Purdue University made a high-profile announcement several months ago that it would open its campus as widely as possible for an in-person fall semester. Mitchell E. Daniels Jr., president of the 45,000-student public university in Indiana, said the early green light helped enormously for faculty and staff to plan. “Procrastination would have hurt us badly,” he said.
From August through early December, Purdue conducted more than 84,000 viral tests, with 3,121 students and 341 employees testing positive. There were seven hospitalizations and no deaths. “We had zero — zero — infections occur in any of our classrooms,” Daniels said.
There was a difficult stretch in October when Daniels feared students were letting down their guard as they were seen gathering in unsafe clusters at local bars. “Not our finest moment,” he told them in a video Oct. 29. But the university sustained in-person classes until students left just before Thanksgiving.
By the end of the semester, Daniels said, Purdue’s contact tracers were finding that infections appeared to be coming from the surrounding region into the campus area, rather than the reverse.
Over the summer, Daniels recalled, he made a “wiseguy” prediction that if the university prepared for students in the right way, the safest place in Tippecanoe County would be a Purdue classroom. “Well, it probably was,” he said.
Daniels touts the scale of Purdue’s actions to safeguard the campus. More than 800 plexiglass barriers were deployed in classrooms, 2,600 hand sanitizer stations were installed, and many thousands of pieces of personal protective equipment were distributed.
Critics said the university focused on the optics of safety, and they worried that some faculty felt pressured to teach in person. In hindsight, Daniels said, some of Purdue’s steps might not have been necessary to prevent transmission. But he argued that they added to the perception of total mobilization. “We wanted to leave nothing to chance,” Daniels said.

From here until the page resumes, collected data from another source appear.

PR #14234, opened 2025-07-14
Improve NEST GPU Utilization 3/N

MahmoudAshraf97:
This PR is among a series aimed to improve the training speed and GPU utilization of NEST models https://github.com/NVIDIA/NeMo/issues/13619

This PR mainly focuses on removing redundant operations from the dataloader and increasing its effeciency by removing unused instances of `noisy_audio` tensors, this tensor is basically unused everywhere except the forward pass, but it's recomputed in many places although it will be overwritten later, so we only compute it once at the end when all the noise related sampling is finalized.

The noise tensor is also removed from the final result that gets passed to the training process, since it's an unused argument, this tensor is redundant and the IPC overhead of moving it to the training process is not justifiable (assuming 128 batch size and 20s samples, this tensor is 160MB)

the second change is using the random stdlib instead of numpy, all the operations are faster than their numpy counterparts except for `np.random.multinomial`

# Results
Tests were made to compare main branch with this PR to train two models with L and XL presets, wandb graphs are smoothed with gaussian=10
{05E97233-0C8E-45ED-BEC9-9CB40296D1D9}

The XL model finished the same number of steps less time

{6059702C-9C24-47A2-8AB3-4789F0A746D5}
The large model shows slightly higher GPU utilization but finished the same number of steps in the same amount of time

I'd say that these results are inconclusive and require further testing but i don't have the compute budget to run them,
for future work, profiling showed that most of the training loop time is spent in the masking and tokenization, so these areas for improvement

cc @pzelasko @stevehuang52

### DIFF
--- a/nemo/collections/asr/data/ssl_dataset.py
+++ b/nemo/collections/asr/data/ssl_dataset.py
@@ -43,6 +43,8 @@ class AudioNoiseItem:
     audio_len: Union[Tensor, None] = None
     noise: Union[Tensor, None] = None
     noise_len: Union[Tensor, None] = None
+    noisy_audio: Union[Tensor, None] = None
+    noisy_audio_len: Union[Tensor, None] = None
 
 
 @dataclass
--- a/nemo/collections/asr/data/ssl_dataset.py
+++ b/nemo/collections/asr/data/ssl_dataset.py
@@ -136,7 +136,6 @@ def _audio_noise_collate_fn(batch: List[AudioNoiseItem], batch_augmentor: Any = 
     else:
         output.noisy_audio = output.audio + output.noise
         output.noisy_audio_len = output.audio_len
-        output.noise, output.noise_len = None, None
 
     return output
 
@@ -466,7 +465,6 @@ class LhotseAudioNoiseDataset(torch.utils.data.Dataset):
         else:
             output.noisy_audio = output.audio + output.noise
             output.noisy_audio_len = output.audio_len
-            output.noise, output.noise_len = None, None
 
         return output
 
--- a/nemo/collections/asr/data/ssl_dataset.py
+++ b/nemo/collections/asr/data/ssl_dataset.py
@@ -43,8 +43,6 @@ class AudioNoiseItem:
     audio_len: Union[Tensor, None] = None
     noise: Union[Tensor, None] = None
     noise_len: Union[Tensor, None] = None
-    noisy_audio: Union[Tensor, None] = None
-    noisy_audio_len: Union[Tensor, None] = None
 
 
 @dataclass
@@ -103,12 +101,8 @@ def _audio_noise_collate_fn(batch: List[AudioNoiseItem], batch_augmentor: Any = 
     noises = [x.noise for x in batch]
     noise_lengths = [x.noise_len for x in batch]
 
-    noisy_audios = [x.noisy_audio for x in batch]
-    noisy_audio_lengths = [x.noisy_audio_len for x in batch]
-
     audio_signal_list = []
     noise_signal_list = []
-    noisy_audio_signal_list = []
     for i, audio in enumerate(audios):
         audio_len = audio.size(0)
         if audio_len < max_audio_len:
@@ -123,31 +117,26 @@ def _audio_noise_collate_fn(batch: List[AudioNoiseItem], batch_augmentor: Any = 
             noise = torch.nn.functional.pad(noise, pad)
         noise_signal_list.append(noise[:max_audio_len])
 
-        noisy_audio = noisy_audios[i]
-        noisy_audio_len = noisy_audio.size(0)
-        if noisy_audio_len < max_audio_len:
-            pad = (0, max_audio_len - noisy_audio_len)
-            noisy_audio = torch.nn.functional.pad(noisy_audio, pad)
-        noisy_audio_signal_list.append(noisy_audio[:max_audio_len])
-
     audio_signal = torch.stack(audio_signal_list).float()
     audio_lengths = torch.stack(audio_lengths).long()
     noise_signal = torch.stack(noise_signal_list).float()
     noise_lengths = torch.stack(noise_lengths).long()
-    noisy_audio_signal = torch.stack(noisy_audio_signal_list).float()
-    noisy_audio_lengths = torch.stack(noisy_audio_lengths).long()
 
     output = AudioNoiseBatch(
         audio=audio_signal,
         audio_len=audio_lengths,
         noise=noise_signal,
         noise_len=noise_lengths,
-        noisy_audio=noisy_audio_signal,
-        noisy_audio_len=noisy_audio_lengths,
+        noisy_audio=None,
+        noisy_audio_len=None,
     )
 
     if batch_augmentor is not None:
         output = batch_augmentor(output)
+    else:
+        output.noisy_audio = output.audio + output.noise
+        output.noisy_audio_len = output.audio_len
+        output.noise, output.noise_len = None, None
 
     return output
 
@@ -344,8 +333,6 @@ class AudioNoiseDataset(audio_to_text.AudioToCharDataset):
             audio_len=audio_len,
             noise=noise,
             noise_len=noise_len,
-            noisy_audio=audio + noise,
-            noisy_audio_len=audio_len,
         )
         return item
 
@@ -421,8 +408,6 @@ class TarredAudioNoiseDataset(audio_to_text.TarredAudioToCharDataset):
             audio_len=audio_len,
             noise=noise,
             noise_len=noise_len,
-            noisy_audio=audio + noise,
-            noisy_audio_len=audio_len,
         )
         return item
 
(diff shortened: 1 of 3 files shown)


nemo/collections/asr/data/ssl_dataset.py
```diff
@@ -43,8 +43,6 @@ class AudioNoiseItem:
     audio_len: Union[Tensor, None] = None
     noise: Union[Tensor, None] = None
     noise_len: Union[Tensor, None] = None
-    noisy_audio: Union[Tensor, None] = None
```
stevehuang52: we want to keep them here for completeness of the class, and they're needed in case the audio and noise are not directly added together

nemo/collections/asr/data/ssl_dataset.py
```diff
@@ -43,8 +43,6 @@ class AudioNoiseItem:
     audio_len: Union[Tensor, None] = None
     noise: Union[Tensor, None] = None
     noise_len: Union[Tensor, None] = None
```
MahmoudAshraf97:
```suggestion
    noise_len: Union[Tensor, None] = None
    noisy_audio: Union[Tensor, None] = None
    noisy_audio_len: Union[Tensor, None] = None
```

nemo/collections/asr/data/ssl_dataset.py
MahmoudAshraf97: readded

nemo/collections/asr/data/ssl_dataset.py
```diff
@@ -123,31 +119,26 @@ def _audio_noise_collate_fn(batch: List[AudioNoiseItem], batch_augmentor: Any =
...
 
     output = AudioNoiseBatch(
         audio=audio_signal,
         audio_len=audio_lengths,
         noise=noise_signal,
         noise_len=noise_lengths,
-        noisy_audio=noisy_audio_signal,
-        noisy_audio_len=noisy_audio_lengths,
+        noisy_audio=None,
+        noisy_audio_len=None,
```
MahmoudAshraf97:
```suggestion
```

nemo/collections/asr/data/ssl_dataset.py
```diff
@@ -460,23 +447,30 @@ def __init__(self, noise_manifest: str | None = None, batch_augmentor_cfg: DictC
...
 
         output = AudioNoiseBatch(
             audio=audios,
             audio_len=audio_lens,
             noise=sampled_noises,
             noise_len=sampled_noises_lens,
-            noisy_audio=audios + sampled_noises,
-            noisy_audio_len=audio_lens,
+            noisy_audio=None,
+            noisy_audio_len=None,
```
MahmoudAshraf97:
```suggestion
```

nemo/collections/asr/modules/ssl_modules/augmentation.py
```diff
@@ -129,20 +128,17 @@ def __call__(self, batch: AudioNoiseBatch) -> AudioNoiseBatch:
...
         return AudioNoiseBatch(
             sample_id=batch.sample_id,
             audio=batch.audio,
             audio_len=batch.audio_len,
-            noise=noise,
-            noise_len=noise_len,
-            noisy_audio=noisy_audio,
-            noisy_audio_len=noisy_audio_len,
+            noise=None,
+            noise_len=None,
```
MahmoudAshraf97:
```suggestion
```

nemo/collections/asr/modules/ssl_modules/augmentation.py
```diff
@@ -232,21 +226,17 @@ def __call__(self, batch: AudioNoiseBatch) -> AudioNoiseBatch:
...
```
MahmoudAshraf97:
```suggestion
```

MahmoudAshraf97 (commented):
Since the default is already none, maybe it's not needed to explicitly specify None as the value

MahmoudAshraf97:
@stevehuang52 PR edited and added the results

MahmoudAshraf97:
not stale

nemo/collections/asr/modules/ssl_modules/augmentation.py
```diff
@@ -129,20 +128,15 @@ def __call__(self, batch: AudioNoiseBatch) -> AudioNoiseBatch:
...
-            noisy_audio_len[i] = audio_lengths[i]
             noise[i] = noise_signal
             noise_len[i] = audio_lengths[i]
 
         return AudioNoiseBatch(
             sample_id=batch.sample_id,
             audio=batch.audio,
             audio_len=batch.audio_len,
-            noise=noise,
-            noise_len=noise_len,
```
stevehuang52, line 143: We want to keep `noise` and `noise_len` so that the caller can have full awareness of what noise is applied to the original audio, in case the noise is not simply added to the original audio.

nemo/collections/asr/modules/ssl_modules/augmentation.py
```diff
@@ -232,21 +224,15 @@ def __call__(self, batch: AudioNoiseBatch) -> AudioNoiseBatch:
...
-            noisy_audio[i] = audio_signal[i] + noise_signal
-            noisy_audio_len[i] = audio_lengths[i]
             noise[i] = noise_signal
             noise_len[i] = audio_lengths[i]
 
         return AudioNoiseBatch(
             sample_id=batch.sample_id,
             audio=batch.audio,
             audio_len=batch.audio_len,
-            noise=noise,
```
stevehuang52, line 246: We want to keep noise and noise_len so that the caller can have full awareness of what noise is applied to the original audio, in case the noise is not simply added to the original audio.

nemo/collections/asr/models/ssl_models.py
```diff
@@ -1018,8 +1018,6 @@ def training_step(self, batch: ssl_dataset.AudioNoiseBatch, batch_idx: int):
         log_probs, encoded_len, masks, tokens = self.forward(
             input_signal=batch.audio,
             input_signal_length=batch.audio_len,
-            noise_signal=batch.noise,
-            noise_signal_length=batch.noise_len,
```
stevehuang52: Please revert the change

stevehuang52:
> The noise tensor is also removed from the final result that gets passed to the training process, since it's an unused argument, this tensor is redundant and the IPC overhead of moving it to the training process is not justifiable (assuming 128 batch size and 20s samples, this tensor is 160MB)

@MahmoudAshraf97 could you please revert this change? I understand that it looks redundant, but if there's a future extension to the augmentation that's no simply adding noise to the original audio, or we want to add another loss in the model to estimate the noise applied to the audio, we still need to pass the original noise to the model.

nemo/collections/asr/data/ssl_dataset.py
```diff
@@ -123,31 +119,24 @@ def _audio_noise_collate_fn(batch: List[AudioNoiseItem], batch_augmentor: Any =
...
-        noisy_audio=noisy_audio_signal,
-        noisy_audio_len=noisy_audio_lengths,
     )
 
     if batch_augmentor is not None:
         output = batch_augmentor(output)
+    else:
+        output.noisy_audio = output.audio + output.noise
+        output.noisy_audio_len = output.audio_len
+        output.noise, output.noise_len = None, None
```
MahmoudAshraf97:
```suggestion
```

nemo/collections/asr/data/ssl_dataset.py
```diff
@@ -460,23 +445,28 @@ def __init__(self, noise_manifest: str | None = None, batch_augmentor_cfg: DictC
...
-            noisy_audio=audios + sampled_noises,
-            noisy_audio_len=audio_lens,
         )
 
         if self.batch_augmentor is not None:
             output = self.batch_augmentor(output)
+        else:
+            output.noisy_audio = output.audio + output.noise
+            output.noisy_audio_len = output.audio_len
+            output.noise, output.noise_len = None, None
```
MahmoudAshraf97:
```suggestion
```

nemo/collections/asr/models/ssl_models.py
```diff
@@ -1018,8 +1018,6 @@ def training_step(self, batch: ssl_dataset.AudioNoiseBatch, batch_idx: int):
         log_probs, encoded_len, masks, tokens = self.forward(
             input_signal=batch.audio,
             input_signal_length=batch.audio_len,
```
MahmoudAshraf97:
```suggestion
            input_signal_length=batch.audio_len,
            noise_signal=batch.noise,
            noise_signal_length=batch.noise_len,
```

nemo/collections/asr/modules/ssl_modules/augmentation.py
```diff
@@ -129,20 +128,15 @@ def __call__(self, batch: AudioNoiseBatch) -> AudioNoiseBatch:
...
-            noise_len=noise_len,
-            noisy_audio=noisy_audio,
-            noisy_audio_len=noisy_audio_len,
+            noisy_audio=batch.audio + noise,
+            noisy_audio_len=noise_len,
```
MahmoudAshraf97, line 141:
```suggestion
            noise=noise,
            noise_len=noise_len,
            noisy_audio=batch.audio + noise,
            noisy_audio_len=noise_len,
```

nemo/collections/asr/modules/ssl_modules/augmentation.py
```diff
@@ -232,21 +224,15 @@ def __call__(self, batch: AudioNoiseBatch) -> AudioNoiseBatch:
...
 
         return AudioNoiseBatch(
             sample_id=batch.sample_id,
             audio=batch.audio,
             audio_len=batch.audio_len,
-            noise=noise,
-            noise_len=noise_len,
-            noisy_audio=noisy_audio,
-            noisy_audio_len=noisy_audio_len,
+            noisy_audio=batch.audio + noise,
```
MahmoudAshraf97, line 238:
```suggestion
            noise=noise,
            noise_len=noise_len,
            noisy_audio=batch.audio + noise,
```

MahmoudAshraf97:
@stevehuang52 changes applied

stevehuang52 (approved):
LGTM, thanks~

PR #14251, opened 2025-07-16
Fix in Nemotron-H script

scsudhakaran:


scripts/performance/llm/pretrain_nemotronh_56b.py
```diff
@@ -150,7 +143,7 @@ def override_recipe_configs(
         )
     ]
 
-    custom_env_vars = {"NVTE_FUSED_ATTN": "0", "TRANSFORMERS_OFFLINE": "0"}
+    custom_env_vars = {}
```
ashbhandare, line 146: do we need the TRANSFORMERS_OFFLINE flag still? I am assuming the NVTE_FUSED_ATTN is not required because we want to use attn backend auto

scripts/performance/llm/pretrain_nemotronh_56b.py
```diff
@@ -138,10 +135,6 @@ def override_recipe_configs(
     exp_config = f"gpus{args.num_gpus}_tp{tp_size}_pp{pp_size}_cp{cp_size}_vp{vp_size}_mbs{mbs}_gbs{gbs}"
     exp_name = f"{splitext(basename(__file__))[0]}_{args.compute_dtype}_{exp_config}"
 
-
-    if args.gpu.lower() == 'gb200':
```
ashbhandare, line 142: Is this flag not needed for the nemo 25.07 container? If not, it needs to be removed from all workloads

scripts/performance/llm/pretrain_nemotronh_56b.py
scsudhakaran: We don't need `TRANSFORMERS_OFFLINE` flag.

Yes. `NVTE_FUSED_ATTN` removed because attention_backed is set to "auto"

scripts/performance/llm/pretrain_nemotronh_56b.py
scsudhakaran: This was a bug in the llmb-nemo-2.4.0 branch. The check is still there in code: https://github.com/NVIDIA/NeMo/pull/14251/files#diff-641dc57550ec17d449f11c4f5c03fc98e39d881173b316b4f023422498f63db6L155

PR #14256, opened 2025-07-17
Bugfix for Hyena to the get_t function which comes up when doing longer context inference

jstjohn:
When doing longer context inference with different lengths of `t` that grow beyond previous queries (and L_cache) then you can get into a situation where your t is too short.


JRD971000 (approved):
Good catch! Thanks @jstjohn

PR #14333, opened 2025-07-25
[Flux] small fixes

CarlosGomes98:
> [!IMPORTANT]  

# What does this PR do ?

A few fixes to flux, most importantly ensuring each dp rank has a different seed.

Diffusion models

# Changelog

- Ensure each dp rank has a different seed. This is crucial so that different noise is added by each dp rank.
- Make loss be computed inside the autocast block.
- Disable per token loss and gradient accumulation fusion (the latter causes a huge memory blowup)

# Usage

```python
```

# GitHub Actions CI

**Pre checks**:

**PR Type**:

- [ ] New Feature
- [x] Bugfix
- [ ] Documentation

## Who can review?

# Additional Information

- Related to # (issue)


nemo/collections/diffusion/models/flux/model.py
```diff
@@ -463,6 +464,10 @@ def __init__(
         self.text_precached = self.t5_params is None or self.clip_params is None
         self.image_precached = self.vae_config is None
```
mmarcinkiewicz, line 470: where does `self.seed=seed` happen?

scripts/flux/flux_controlnet_training.py
```diff
@@ -76,6 +76,7 @@ def flux_controlnet_training() -> run.Partial:
             MegatronFluxControlNetModel,
             flux_params=run.Config(FluxModelParams),
             flux_controlnet_config=run.Config(FluxControlNetConfig),
+            seed=42,
```
mmarcinkiewicz, line 79: I guess it's overridden somewhere in the config?

nemo/collections/diffusion/models/flux/model.py
CarlosGomes98: True, thanks

scripts/flux/flux_controlnet_training.py
```diff
@@ -76,6 +76,7 @@ def flux_controlnet_training() -> run.Partial:
             MegatronFluxControlNetModel,
             flux_params=run.Config(FluxModelParams),
             flux_controlnet_config=run.Config(FluxControlNetConfig),
+            seed=42
```
mmarcinkiewicz, line 79: this gets overridden, right?

scripts/flux/flux_controlnet_training.py
CarlosGomes98: Im not sure where the best place for the seed is. Its not really a parameter of flux or control net, so i dont think it makes sense there. Its more of a training parameter, so I would put it in this file. Arguably, this could be randomly generated, with the user passing it explicitly in the cli if they want to

scripts/flux/flux_controlnet_training.py
```diff
@@ -191,7 +192,7 @@ def fp8_test(custom_fsdp=True) -> run.Partial:
     )
     recipe.model.flux_params.device = 'cuda'
     recipe.model.flux_params.flux_config = run.Config(
-        FluxConfig, ckpt_path='/ckpts/nemo_flux_transformer.safetensors', guidance_embed=False
+        FluxConfig, ckpt_path='/ckpts/nemo_flux_transformer.safetensors', guidance_embed=False, calculate_per_token_loss=False, gradient_accumulation_fusion=False
     )
     recipe.trainer.devices = 2
     recipe.data = flux_datamodule('/mingyuanm/dataset/fill50k/fill50k_tarfiles/')
```
mmarcinkiewicz, line 204: @tomlifu @Victor49152 did you see the hardcoded path^

nemo/collections/diffusion/models/flux/model.py
```diff
@@ -462,6 +463,11 @@ def __init__(
         self.model_type = ModelType.encoder_or_decoder
         self.text_precached = self.t5_params is None or self.clip_params is None
         self.image_precached = self.vae_config is None
+        self.seed = seed
+
+    def setup(self, stage: str):
+        super().setup(stage)
+        torch.manual_seed(self.seed + 100 * parallel_state.get_data_parallel_rank())
```
alpha0422, line 473: IIUC, I think we should use global rank instead of data parallel rank, because if we use other parallelisms then there's still the chance two ranks have the same seed.

scripts/flux/flux_controlnet_training.py
alpha0422: IIRC, the default value should be a random seed in other models.

nemo/collections/diffusion/models/flux/model.py
mmarcinkiewicz: But we do want for example ranks in the same TP group to have the same seed, no?

alpha0422: Hmm, I was thinking the noise map part for diffusion model, but I just realized that noise map should be deemed as data, so the ones with the same data rank should have the same seed.

scripts/flux/flux_controlnet_training.py
CarlosGomes98: I am unsure of the proper way to implement this for nemo. If I call random() here, I believe different ranks will use different seeds, which is not the desired behaviour at this point. Is there a way to obtain a random seed here which will be shared across all ranks? 

I suppose I can have rank 0 generate it and broadcast to other ranks, is that the proper way in NeMo? @tomlifu

tomlifu: If you'd like to use the same seed for every rank, random() would not work as it will create different seeds on each rank. I think setting it to a specific number, 42 in this case, will make sure all ranks are using 42.

yaoyu-33:
plz fix format issue

CarlosGomes98:
@yaoyu-33 I dont think this is an issue with my files, the error happens before black or isort are run https://github.com/NVIDIA-NeMo/NeMo/actions/runs/16523626000/job/47522819552?pr=14333

Locally black and isort pass.

gautham-kollu:
Rebased the branch does not help either.  

```
Error: Error: Pushing to https://github.com/CarlosGomes98/NeMo
remote: Permission to CarlosGomes98/NeMo.git denied to artbataev.
fatal: unable to access 'https://github.com/CarlosGomes98/NeMo/': The requested URL returned error: 403

```

Suspecting as it is in a fork and in a private branch, possibly does not have access

gautham-kollu (approved):

PR #14393, opened 2025-08-03
Magpietts 2503 po july2025

shehzeen:
Preference optimization updates. 
1. Added thresholding for CERs to ignore groups with very high CERs
2. Local transformer GRPO enabled

### DIFF
--- a/nemo/collections/tts/models/magpietts_preference_optimization.py
+++ b/nemo/collections/tts/models/magpietts_preference_optimization.py
@@ -441,6 +441,11 @@ class MagpieTTSModelOnlinePO(MagpieTTSModel):
             raise ValueError(f"Received loss_type of {self.loss_type}, but the model only accepts one of ['grpo', 'dr_grpo']")
         self.scale_rewards = self.cfg.get('scale_rewards', True)
         self.max_decoder_steps = self.cfg.get('max_decoder_steps', 430)
+        # If the best record in the group is above this threshold, we will not use that group for training
+        self.best_cer_threshold = self.cfg.get('best_cer_threshold', 1.0)
+        # If the worst record in the group exceeds this threshold, we will not use that group for training
+        self.worst_cer_threshold = self.cfg.get('worst_cer_threshold', 1.0)
+        
 
     def state_dict(self, destination=None, prefix='', keep_vars=False):
         state_dict = super().state_dict(destination, prefix, keep_vars)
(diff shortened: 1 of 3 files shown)


nemo/collections/tts/models/magpietts_preference_optimization.py
```diff
@@ -441,6 +441,11 @@ def __init__(self, cfg: DictConfig, trainer: 'Trainer' = None):
             raise ValueError(f"Received loss_type of {self.loss_type}, but the model only accepts one of ['grpo', 'dr_grpo']")
         self.scale_rewards = self.cfg.get('scale_rewards', True)
         self.max_decoder_steps = self.cfg.get('max_decoder_steps', 430)
+        # If the best record in the group is above this threshold, we will not use that group for training
+        self.best_cer_threshold = self.cfg.get('best_cer_threshold', 1.0)
+        # If the worst record in the group exceeds this threshold, we will not use that group for training
+        self.worst_cer_threshold = self.cfg.get('worst_cer_threshold', 1.0)
```
blisc: Why are these both defaulted to 1?

nemo/collections/tts/models/magpietts_preference_optimization.py
```diff
@@ -636,6 +660,8 @@ def generate_and_reward(self, batch, num_generations_per_item, mode='train'):
         advantages = [x['advantage'] for x in batch_metrics]
         advantages = torch.tensor(advantages, device=self.device)
         print("Mean reward: ", all_groups_mean_reward)
+        # import ipdb; ipdb.set_trace()
```
blisc: Remove debugging comment

blisc (changes requested):

nemo/collections/tts/models/magpietts_preference_optimization.py
shehzeen: If it is 1.0, we don't filter out anything and include all groups in loss calculation (Since max CER is capped to 1.0)

blisc: Can you add that to your comment? That we cap at 1.0 and the default will not do any filtering

blisc (approved):

nemo/collections/tts/models/magpietts_preference_optimization.py
blisc: I don't think we cap cer at 100% either. I've seen >1.0 on the short utterances before

shehzeen: Added comments.

I only do the clamping during preference optimization and not in the evaluate script. It is done at around line 556 in nemo/collections/tts/models/magpietts_preference_optimization.py

`cer_gt = min(max(cer_gt, 0.0), 1.0)  # Ensure CER is in [0, 1]
`

PR #14395, opened 2025-08-04
Add pyxis flag for container writable.

sudostock:
Certain benchmarks require a writable container for caches and other files.

This fixes errors we've seen when enroot config doesn't match test environment.
**Pre checks**:

**PR Type**:

- [ ] New Feature
- [x] Bugfix
- [ ] Documentation

### DIFF
--- a/scripts/performance/executors.py
+++ b/scripts/performance/executors.py
@@ -71,7 +71,7 @@ def slurm_executor(
     custom_bash_cmds = [] if custom_bash_cmds is None else custom_bash_cmds
     err_msgs = []
     mounts = []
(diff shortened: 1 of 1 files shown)


guyueh1:
Sharing offline chat with @sudostock 
> This flag allows the container environment to be writable. ie basic thing like creating cache files will fail if disabled. Which leads to weird file not found errors with our benchmarks. It does not change the sqsh file on disk, and changes only exist for the lifetime of the job. Usually a cluster would set it to true in enroot config so jobs don't need to set it. This PR is because some CSPs see issues as their out of box default for enroot is writable = false.

LGTM!

PR #1516, opened 2018-05-22
Make HID support optional (and disabled by default)

### LINKED ISSUE #1316: Continue HID support
I would like to ask this question again as there is not so many feedback from the ozw core developers on the forum here:

https://groups.google.com/forum/#!searchin/openzwave/HID%7Csort:relevance/openzwave/eFge7COuY9w/Z1o52C7AAwAJ

Is this OK ?

My idea is to make a Preprocessor (HID_SUPPORT) that is default enabled in the make script, but can be turned off.

The last week(s) i am struggling making a binary compile that is compatible between armv7 and armv6 with the new debian release.
Removing the HID dependency solves many issues.

Also for those users using a HID controller (and i think there are almost none), for a few dollars they can buy a usb stick these days

dwmw2:
This allows us to eliminate the libudev dependency.

Fixes #1316


dwmw2:
Ping @ratkaj @stintel — this is based on what we have in OpenWRT at https://github.com/openwrt/packages/tree/master/utils/openzwave/patches

gizmocuz:
@Fishwaldo , this is the patch i was referring almost to a year ago.
Is it possible to have a look at this ? I think it is a good idea to have the HID disabled by default as it causes a lot of people that needed to use a patch for this now.
Not sure if HID zwave sticks are still sold on the marked these days, specially when zwave+ was introduced.
 But with this patch those users can enable it when needed

Fishwaldo:
Let me think a while if this should go into master, or the Dev branch... agree that there probably isn't any use of HID anymore, but maybe some users with legacy controllers. 

Pulling this into master might cause them some "grief" if they don't know the change has happened.

dwmw2:
Perhaps just make it optional in master but leave it on by default there.-- dwmw2On 27 Jul 2018 05:37, Justin Hammond <notifications@github.com> wrote:Let me think a while if this should go into master, or the Dev branch... agree that there probably isn't any use of HID anymore, but maybe some users with legacy controllers.
Pulling this into master might cause them some "grief" if they don't know the change has happened.

Fishwaldo:
Done. Thanks!

PR #1525, opened 2018-06-04
tz74.xml

dav76df:
add switch wenzhou tz74


nechry:
Please use list value type for this kind of parameter this is more convenant.
Also do in same PR the manufacturer_specific.xml update.

PR #1527, opened 2018-06-08
Add missing #ifdef __NetBSD__ for a platform specific cast

tih:
When I created the (since merged) pull request #1492 to make open-zwave build on NetBSD, I accidentally omitted to enclose one platform specific change in an ifdef. @ryanwinter points out that this breaks the build on FreeBSD.  This change corrects the omission.

### DIFF
--- a/cpp/hidapi/libusb/hid.c
+++ b/cpp/hidapi/libusb/hid.c
@@ -369,7 +369,11 @@ static wchar_t *get_usb_string(libusb_device_handle *dev, uint8_t idx)
 	inbytes = len-2;
 	outptr = (char*) wbuf;
 	outbytes = sizeof(wbuf);
+#ifdef __NetBSD__
 	res = iconv(ic, (const char ** restrict)&inptr, &inbytes, &outptr, &outbytes);
+#else
+	res = iconv(ic, &inptr, &inbytes, &outptr, &outbytes);
+#endif
 	if (res == (size_t)-1) {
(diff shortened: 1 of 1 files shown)


cpp/hidapi/libusb/hid.c
```diff
@@ -369,7 +369,11 @@ static wchar_t *get_usb_string(libusb_device_handle *dev, uint8_t idx)
 	inbytes = len-2;
 	outptr = (char*) wbuf;
 	outbytes = sizeof(wbuf);
+#ifdef __NetBSD__
```
krytarowski: The usual solution is to ifdef __NetBSD__ define ICONV_CONST const else define ICONV_CONST endif

tih: And putting the ifdef in some widely (preferably globally) included header file, then?

krytarowski: It's usually used in a few places anyway. If this is just a single function it can be inlined in the function body.

tih: In this case, it's just this one use, in a source file that's been copied into this project from elsewhere. I guess if one were to do as you suggest, it would be either right next to the single use, or up near the top of hid.c, between the DEBUG_PRINTF definition and the FreeBSD DETACH_KERNEL_DRIVER stuff.

I'll keep it close, for now, I think.

PR #1529, opened 2018-06-10
Use pkgconf to find the local package directories on NetBSD

tih:
When I submitted the modifications for building on NetBSD, in pull request #1492, I hardcoded a couple of paths to pkgsrc installation directories in a Makefile. Having had this pointed out to me by @krytarowski, I've changed to the more correct use of our pkgconf tool. (/usr/pkg is the default target, but sysadmins may choose to have pkgsrc install in other locations.)


Fishwaldo:
Thanks

PR #1530, opened 2018-06-11
Fix parameter size and allowed values for HS-WD100+

kaburke:
The changes allow the parameters to be set to their full allowable range of values, as specified in the documentation:
https://homeseer.com/wp-content/uploads/2018/06/HS-WD100-Manual-6a.pdf
The documentation specifies the size of parameters 7 and 9 as 1 byte, however defining them as bytes prevented OZW from updating the values: the values would always reset to 1, regardless of the supplied value. Using short works.


nechry:
thank's @kaburke

nechry:
sorry please rebase on master branch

At Cornell University, which has about 24,000 students, officials said teaching in person helped keep the surrounding community in Upstate New York safe. Student surveys had revealed that even if classes were all online, many planned to live in Ithaca for the school year. The university worried students would be far less likely to follow safety protocols if they did not have classes on campus.
So the university launched a robust testing program, converting a laboratory used for animal diagnostics into one that could process tens of thousands of viral tests a week. Cornell chose a front-of-the-nose swab rather than the more invasive nasopharyngeal version, said Gary Koretzky, a professor of medicine and vice provost, to increase student compliance. Undergraduates were tested twice a week in a process designed to be easy and fast.
On a few days, the Cornell dashboard showed, testing turned up a dozen student cases of the virus. Mostly the daily case count among students ranged from single digits to zero. In all, 154 students positive after the semester began Sept. 3.
Like other universities, Cornell found no evidence of classroom transmission. It relied on student leaders, including members of fraternities and sororities, to help promote public health off campus.
What mattered, officials said, was establishing a clear ritual.
“I got tested yesterday,” Koretzky said, “and it literally took less than a minute from when I got to the site to when I left.” Although the tests were required, he said, “making it easy and making it part of the culture was probably more important than the consequences.”